To do: Print the line containing "It's not needed" and every later line of the records. Keep each one exactly as given, ending with the last.

Information shown:
PR #2699, opened 2025-12-11
feat(SourceCollector): Introduce a lazy implementation of the source collector

theofidry:
This introduces a new adapter to defer the instantiation of the source collector.

Note that this could be made redundant by having the container supporting lazy services out of the box, but that is not the case yet.


theofidry:
@sanmai as mentioned on Discord, fell free to raise concerns/issues, I'm happy to address them afterwards even if the PR is merged.

maks-rafalko:
> This introduces a new adapter to defer the instantiation of the source collector.

could you explain why do we need this?

theofidry:
It's not needed per say, but instantiating a collector, for the git one at least, results in some extra work. Without laziness, this work is done whenever  `SourceCollector` is required, e.g. to instantiate a service that uses it.

With laziness, the collection of the files and heavy construction instantiation is deferred to when we actually use the service.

Answer section:
It's not needed per say, but instantiating a collector, for the git one at least, results in some extra work. Without laziness, this work is done whenever  `SourceCollector` is required, e.g. to instantiate a service that uses it.

With laziness, the collection of the files and heavy construction instantiation is deferred to when we actually use the service.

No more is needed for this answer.